Table 4 presents the simulation results of some dismantling line optimization schemes. The optimal solution for the dismantling line optimization is n1 = 1 and n2 = 67. That is, the increment in AGVs is 1 unit, the increment of material frame capacity is 67 units, and the increase in annual costs is C = 130900 RMB. When n1 or n2 is decreased by 1, the maximum production capacity cannot be reached, and when increased by 1, the annual costs cannot be lowered. The annual cost cannot be the lowest when only one optimization strategy is chosen to reach the maximum production capacity. Figures 9 and 10 compare the utilization rates of each station before and after optimization, respectively. The utilization rates of the Station1 and Station4 processes greatly improved, and the capacity of the entire dismantling line reached a maximum value of 2540.

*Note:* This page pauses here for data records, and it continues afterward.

Issue #225, opened 2022-03-22
[REQ] History of loss function for all vector instances


yhtang:
**Is your feature request related to a problem? Please describe.**

**Describe the solution you'd like**

**Describe alternatives you've considered**

**Additional context**

PR #226, opened 2022-03-25
Redesign of the gradient descent loop

yhtang:
Uses a driver+plugin pattern to simplify the insertion of user-defined actions to the factorization process. These custom actions/plugins can be used for monitoring/debugging/logging purposes.

Can be used to implement #225.

### DIFF
--- a/funfact/algorithm.py
+++ b/funfact/algorithm.py
@@ -188,7 +188,7 @@ def factorize(
     '''run the gradient descent loop'''
     gradient_descent(
         lambda: loss_and_grad(fac, target), opt, max_steps, exit_condition,
-        plugins=[
+        plugins=plugins + [
             save_best,
             convergence_check
         ]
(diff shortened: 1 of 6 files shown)


funfact/algorithm.py
```diff
@@ -1,18 +1,22 @@
...
+    gradient_descent_plugin,
+    GradientDescentState,
+)
 
 
 def factorize(
     tsrex, target, optimizer='Adam', loss='MSE', lr=0.1, tol=1e-6,
     max_steps=10000, vec_size=1, vec_axis=0, stop_by='first', returns='best',
-    checkpoint_freq=50, dtype=None, penalty_weight=1.0
+    checkpoint_freq=50, dtype=None, penalty_weight=1.0, plugins=[]
```
campsd, line 19: Should we add something about the `plugin` argument to the doc string below?

yhtang: Good point. In fact, the entire plugin system should be documented, probably via a later PR. For this one I'll add a simple one-liner for the time being.

Issue #221, opened 2022-03-08
Qiskit integration


campsd:
Provide an interface between qiskit and FunFact

- [ ] from qiskit circuit to FunFact tensor expression or intermediate internal circuit representation
- [ ] from FunFact tensor expression or intermediate internal circuit representation to qiskit circuit

PR #235, opened 2022-04-20
funfact quantum module

campsd:
A module for simple quantum circuits and gates.

Example usage:
```py
import funfact.quantum as ffq
circ = ffq.Circuit(3)
circ.append(ffq.TwoQubitUnitary(0))
circ.append(ffq.TwoQubitUnitary(1))
circ.append(ffq.CX(0, 2))
tsrex = circ.to_tensor()
fac()
```

This can help us optimize parametrized circuits, and eventually integrate with qiskit #221

There's two outstanding issues:
1. the `dtype` should be handled in a consistent manner: it should always be a complex data type?
2. the `offset` in the circuits are not yet handled correctly when circuits are added to circuits.


campsd:
Another open issue is how we can map an optimized tensor expression back to a circuit object. This could as simple as iterating over the factors of the optimized model and assigning the result to the tensors in the circuit object. What do you think @yhtang ?

funfact/quantum/_qcircuit.py
```diff
@@ -0,0 +1,49 @@
+#!/usr/bin/env python
+# -*- coding: utf-8 -*-
+from numbers import Integral
+from funfact.lang._special import eye
+
+
+class Circuit():
+    '''A class to create quantum circuits and tensor expressions from them.'''
```
yhtang, line 8: This docstring sentence is a bit ambiguous in terms of syntax. :joy:

funfact/quantum/_qcircuit.py
```diff
@@ -0,0 +1,49 @@
...
+            raise RuntimeError(
+                f'Offset must be integer >= 0, got {offset}.'
+            )
+
+        self._nbqubits = nbqubits
+        self._offset = offset
+        self._qgates = []
+
+    @property
+    def nbqubits(self):
```
yhtang, line 24: What does this property do? Could we add a docstring for it?

funfact/quantum/_qgates.py
```diff
@@ -0,0 +1,225 @@
...
+            if not (isinstance(q, Integral) and q >= 0):
+                raise RuntimeError(
+                    f"Qubit indices must be non-negative integers, got {q} for"
+                    f" entry {i}."
+                )
+        qubits.sort()
+        self._qubits = qubits
+
+    @abstractmethod
+    def to_tensor(self):
```
yhtang, line 32: Maybe `to_tsrex` to make it clear this creates an abstract expression?

funfact/quantum/_qgates.py
```diff
@@ -0,0 +1,225 @@
...
+    '''A common base class for all gate objects.'''
+    def __init__(self, qubits: List[Integral]):
+        '''A gate stores the minimum and maximum qubits it acts on.'''
+        for i, q in enumerate(qubits):
+            if not (isinstance(q, Integral) and q >= 0):
+                raise RuntimeError(
+                    f"Qubit indices must be non-negative integers, got {q} for"
+                    f" entry {i}."
+                )
+        qubits.sort()
```
yhtang, line 28: `.sort()` modifies the input argument in-place and may cause unexpected behavior in a complex program. A safer option is to use `sorted` and store the result as a `tuple`, which is immutable.

funfact/quantum/_qgates.py
```diff
@@ -0,0 +1,225 @@
...
+        '''A gate can be converted to a tensor, either parametrized or not.'''
+        pass
+
+    @abstractmethod
+    def label(self):
+        '''A gate has a label.'''
+        pass
+
+    @property
+    def qubits(self):
```
yhtang, line 42: Is there a way that we can hint this is a list of 0-based indices, i.e. the ids of the qubits?

funfact/quantum/_qgates.py
```diff
@@ -0,0 +1,225 @@
...
+        return self._qubits
+
+
+class OneQubitGate(Gate):
+    '''Abstract base class for gates acting on exactly one qubit.'''
+    def __init__(self, qubit: Integral):
+        if not (isinstance(qubit, Integral)):
```
yhtang, line 49: Since we have this type of integral check in multiple places in the PR, we can factor them out as a utility method. Alternatively, since the requirement of qubit ID being integer is relatively trivial and intuitive, we can simply mention it in the docstring and then forgo the asserts.

funfact/quantum/_qgates.py
```diff
@@ -0,0 +1,225 @@
...
+        super().__init__(qubit)
+
+    def to_tensor(self):
+        return tensor(
+            self.label, 2, 2, initializer=self._initializer, prefer=Unitary()
+        )
+
+    @property
+    def label(self):
+        return 'Q_1'
```
yhtang, line 69: Perhaps add an optional argument in the constructor to let users customize the label?

funfact/quantum/_special.py
```diff
@@ -0,0 +1,33 @@
+#!/usr/bin/env python
+# -*- coding: utf-8 -*-
+from funfact.lang._ast import Primitives as P
+from funfact.lang._terminal import AbstractTensor
+from funfact.lang._tsrex import TsrEx
+from funfact import active_backend as ab
+import numpy as np
+
+
+def proj0(dtype=None):
```
yhtang, line 10: docstrings?

funfact/quantum/_special.py
```diff
@@ -0,0 +1,33 @@
+#!/usr/bin/env python
```
yhtang, line 1: How about merging this file with `lang._special`?

yhtang (changes requested):

yhtang:
Nice work overall!

yhtang:
> There's two outstanding issues:
> 
> 1. the `dtype` should be handled in a consistent manner: it should always be a complex data type?

Agree. For this particular application area, I guess we can start with the two most common options `complex64` and `complex128`. Not sure if 16-bit floats is useful but it could the subject of a future project :grin:

> 2. the `offset` in the circuits are not yet handled correctly when circuits are added to circuits.

Could you please clarify a little bit? Does `offset` refer to the position of the qubits?

yhtang:
> Another open issue is how we can map an optimized tensor expression back to a circuit object. This could as simple as iterating over the factors of the optimized model and assigning the result to the tensors in the circuit object. What do you think @yhtang ?

This can be break down into two sub-problems that we can solve independently:
1. Is there a way for us to uniquely label each circuit & its corresponding abstract tensor?
2. Is there a way to enumerate/access the gates in a circuit so that we can update them with concrete tensors?

funfact/quantum/_qgates.py
campsd: Do you mean hint in the doc string?

funfact/quantum/_qgates.py
campsd: I've added the documentation but kept the check in the `util` module. Let me know if you'd rather remove it.

funfact/quantum/_qcircuit.py
campsd: It is the number of qubits (or size) of the circuit. Included a doc string.

funfact/quantum/_special.py
campsd: Done

campsd:
> > There's two outstanding issues:
> > 
> > 1. the `dtype` should be handled in a consistent manner: it should always be a complex data type?
> 
> Agree. For this particular application area, I guess we can start with the two most common options `complex64` and `complex128`. Not sure if 16-bit floats is useful but it could the subject of a future project 😁

I was unsure how we enforce this, but I guess using something like `fac = ff.Factorization.from_tsrex(circ.to_tsrex(), dtype=ab.complex128)` would work?
> 
> > 2. the `offset` in the circuits are not yet handled correctly when circuits are added to circuits.
> 
> Could you please clarify a little bit? Does `offset` refer to the position of the qubits?

This optional argument specifies if the qubits of the circuit don't range from `0` to `nbqubits-1` but from `offset` to `nbqubits-1+offset`. It is ignored if a circuit only consists of gates, but if you add a circuit to another circuit, you can control the placement of the subcircuit with this. For example:

```py
circ2 = ffq.Circuit(2, offset=0)
circ2.append(ffq.OneQubitUnitary(0))
circ2.append(ffq.CX(1, 0))
circ1 = ffq.Circuit(1, offset=1)
circ1.append(ffq.PauliY(0))
circ2.append(circ1) # circ1 now acts on qubit 1 of circ2
circ2.to_tsrex()
```

campsd:
> > Another open issue is how we can map an optimized tensor expression back to a circuit object. This could as simple as iterating over the factors of the optimized model and assigning the result to the tensors in the circuit object. What do you think @yhtang ?
> 
> This can be broken down into two sub-problems that we can solve independently:
> 
> 1. Is there a way for us to uniquely label each circuit & its corresponding abstract tensor?
> 2. Is there a way to enumerate/access the gates in a circuit so that we can update them with concrete tensors?

This makes sense. Shall we handle this in a follow up PR?

funfact/quantum/_qgates.py
campsd: I've added a hint in the doc string now

campsd:
Also for future reference: the `to_tsrex` function in the `Circuit` class is very naive. It places one gate and blows it up to dimension `2**n`, this can be significantly improved to reduce the cost. I suggest that we move forward with the naive implementation for now and optimize it later.

yhtang:
> This makes sense. Shall we handle this in a follow up PR?

Sure. I'm pretty sure this is going to take more than one PRs to accomplish :grin:

yhtang:
> I was unsure how we enforce this, but I guess using something like `fac = ff.Factorization.from_tsrex(circ.to_tsrex(), dtype=ab.complex128)` would work?

Actually this sounds like a better option. So basically we factor out the representation of a quantum circuit from its numerical realization.

yhtang:
> This optional argument specifies if the qubits of the circuit don't range from `0` to `nbqubits-1` but from `offset` to `nbqubits-1+offset`. It is ignored if a circuit only consists of gates, but if you add a circuit to another circuit, you can control the placement of the subcircuit with this. For example:
> 
> ```python
> circ2 = ffq.Circuit(2, offset=0)
> circ2.append(ffq.OneQubitUnitary(0))
> circ2.append(ffq.CX(1, 0))
> circ1 = ffq.Circuit(1, offset=1)
> circ1.append(ffq.PauliY(0))
> circ2.append(circ1) # circ1 now acts on qubit 1 of circ2
> circ2.to_tsrex()
> ```

I see. Would it be better to specify the placement of a circuit at the time when it gets inserted into another one? In this way, we can define a circuit once and then reuse it multiple times at different places in a bigger circuit.

This feels a bit like the index renaming mechanism that we implemented to the tensor expressions. For example, we can define a circuit using a set of 'nomial' qubits and then map them onto actual ones when placing them into a bigger one.

yhtang:
> This feels a bit like the index renaming mechanism that we implemented to the tensor expressions. For example, we can define a circuit using a set of 'nomial' qubits and then map them onto actual ones when placing them into a bigger one.

I wonder how qiskit or a hardware description language handles this scenario.😎

campsd:
> > This feels a bit like the index renaming mechanism that we implemented to the tensor expressions. For example, we can define a circuit using a set of 'nomial' qubits and then map them onto actual ones when placing them into a bigger one.
> 
> I wonder how qiskit or a hardware description language handles this scenario.😎

For how qiskit handles this scenario, see: https://qiskit.org/documentation/tutorials/circuits_advanced/01_advanced_circuits.html#Composition

you can attach a subcircuit to certain qubits of the main circuit in the `append` function.

funfact/quantum/_qgates.py
```diff
@@ -0,0 +1,264 @@
...
+from funfact.lang._ast import Primitives as P
+from funfact.lang._terminal import ParametrizedAbstractTensor
+from funfact.lang._special import eye, proj0, proj1
+from funfact.conditions import Unitary
+from funfact.util.integral import check_bounded_integral
+
+
+class Gate(ABC):
+    '''A common abstract base class for all gate objects.'''
+    def __init__(self, qubits: List[Integral]):
```
yhtang, line 19: Delayed binding of a gate to qubits via `at`/`@`.

yhtang (changes requested):

campsd:
Further updates based on our discussion before. 

Current usage examples:

```py
circ = ffq.Circuit(3)
G1 = ffq.TwoQubitUnitary()
circ.append(G1 @ (0, 1))
circ.append(G1, at=(1, 2))
```

```py
circ = ffq.Circuit(2)
CNOT = ffq.CX()
circ.append(CNOT @ (1, 0)) # first = control, second = target
```

yhtang (approved):

PR #93, opened 2014-07-21
Change to `use_2to3=False` in `setup.py`

cdeil:
This PR changes to `use_2to3 = False` for `package-template`, which I think should be the default.

### DIFF
--- a/.gitignore
+++ b/.gitignore
@@ -45,6 +45,9 @@ distribute-*.tar.gz
 # Other
 .*.swp
 *~
+.project
+.pydevproject
+.settings
 
 # Mac OSX
 .DS_Store
--- a/packagename/__init__.py
+++ b/packagename/__init__.py
@@ -12,4 +12,4 @@ from ._astropy_init import *
 
 # For egg_info test builds to pass, put package imports here.
 if not _ASTROPY_SETUP_:
-    from example_mod import *
+    from .example_mod import *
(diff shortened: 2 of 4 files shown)


cdeil:
By now there's only one official affiliated package, `pyvo`, that still uses `use_2to3=True`.

And what just happened was that @keflavich accidentally changed `astroquery` back to `use_2to3=True` when merging in updates from `package-template` (see https://github.com/astropy/astroquery/pull/485).

So I don't think the argument "changing the default in package-template will break existing affiliated packages" holds any more and still think setting `use_2to3=False` in the package-template would be better.

pllim:
:+1: to merging this.

saimn:
:+1: to merge this. New affiliated packages should not be encouraged to use 2to3. And there are probably very packages that actually use it.

cdeil:
By now using `2to3=True` in `setup.py` really isn't considered best practice anymore (see e.g. the official https://docs.python.org/3/howto/pyporting.html ), so I don't think we should advertise a package template that does this.

@astrofrog - You said no to `2to3=False` in default `setup.py` for `package-template` over two years ago. Time to re-consider this PR now?

astrofrog:
Let's do it! :)

cdeil:
😄 
```python
from __future__ import thank_you
```

PR #98, opened 2014-07-24
Modified README.rst to accommodate users starting from an existing repo

aphearin:
I made some relatively minor changes to README.rst in the package template. The current version on astropy is written for users who are starting entirely from scratch. Experienced git users probably wouldn't have much trouble figuring out how to adapt the current astropy README to preserve their own git history while still being able to occasionally pull in new changes to the package-template. But this is a non-trivial task for newer git users, and the modifications to the instructions I made are intended to address that subset of people. 

@eteq


astrofrog:
This is no longer relevant for this repository (since the instructions have been moved to the core package)

PR #113, opened 2015-01-05
Include Cython .pxd files in setup.py

larrybradley:
This PR adds Cython `.pxd` files (like C header files) to be included in the distribution.  When present, the `.pxd` files are needed for compilation.  I first encountered missing `.pxd` files when packaging the `photutils 0.1` release.


larrybradley:
`travis-ci` passed now with #114.

setup.py
```diff
@@ -84,7 +84,7 @@
 c_files = []
 for root, dirs, files in os.walk(PACKAGENAME):
     for filename in files:
-        if filename.endswith('.c'):
+        if filename.endswith('.c') or filename.endswith('.pxd'):
```
mdboom: Minor point, but should we rename the `c_files` variable while we are at it (since it's no longer accurate)?  Maybe "compiled_files"?

larrybradley: Good idea, thanks @mdboom.  I made that change.

embray:
You know, I don't page a lot of attention to the package-template, so I hadn't really scrutinized this code before, but what it's doing is not correct (in the first place, not so much your modification to it, @larrybradley).  The [`package_data`](https://docs.python.org/2/distutils/setupscript.html#installing-package-data) argument to `setup()` is specifically for files that should be *installed* alongside Python packages.  Although any files listed in `package_data` will be included in the source distribution, it is *not* for the purpose of specifying files to distribute in general.

What this results in is .c files being installed as part of the package, and that's not good.  This code should be removed, and a different solution sought for whatever problem it was trying to solve (this could include something in astropy-helpers if need be).

larrybradley:
Thanks, @embray.  I'm not exactly sure what the general problem is/was.  It looks like @mdboom wrote the original solution, so I'll leave it to him.  :)

mdboom:
Yep.  The solution it's trying to solve is to include these files in the source distribution.  I couldn't find a better way...

embray:
The use of MANIFEST.in for this (as opposed to any other means of listing files) is an unfortunate historical kludge, but I think it's the way to go, and affiliated package authors should simply know how to edit this file.

Which is not to say I'm opposed to providing better ways either.  setuptools does have a plugin interface that allows defining additional file_finders that can implement whatever rules we want for what files should be include in a source distribution (this is how various VCS plugins are supported, but I don't think we necessarily want as a default to include all files under version control in the source dist).  

Perhaps I could write something up to include in astropy-helpers that makes it easier to do this without having to edit MANIFEST.in directly.

cdeil:
@larrybradley – Can you please rebase this PR on master?

larrybradley:
@cdeil Rebased.

embray:
Sorry, this really shouldn't be merged though.  And the existing code that adds the .c files to package_data needs to be removed as well.  I'll open a separate change in astropy-helpers to make it easier to include these files via the sdist command.  In the meantime you should just edit MANIFEST.in.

Table 4 Comparison table of optimization options
Fig. 9
figure 9

Work at workstation before optimization

Fig. 10
figure 10

Work at workstation after optimization

The results verify the rationality of the proposed method and that it effectively solves the blocking problem of the scrap wagon dismantling system; however, limitations remain. First, the actual production environment is relatively complex, and omissions always exist when quantifying various optimization directions as costs. The production staff require careful communication, and possible cost changes introduced by the optimization plan must be considered as fully as possible. Second, during the establishment of the simulation model, some links that had a minimal influence on the results were ignored to simplify the model, and the actual simulation results may have a certain degree of deviation from the simulation results.

Conclusions

This study used the Plant Simulation platform to model and assess a dismantling line based on the analysis of the operational process and the combination of data from the actual dismantling line. The analysis revealed that the bottleneck problem of the disassembly system is that the cutting station’s cutting surplus transportation capacity is insufficient, resulting in a long suspension of the cutting station. In response to this problem, combined with the actual production situation, two optimization directions are proposed: increasing the frame capacity and increasing the number of AGVs. With the goal of minimizing the optimization cost and the constraint of solving the problem of cutting station suspension, the model was established and the optimal solution was obtained using the genetic algorithm, that is, adding 1 AGV and 67 units of frame capacity. After optimization, the problem of cutting station suspension was solved, and the production capacity of the entire disassembly system increased by 51.4%.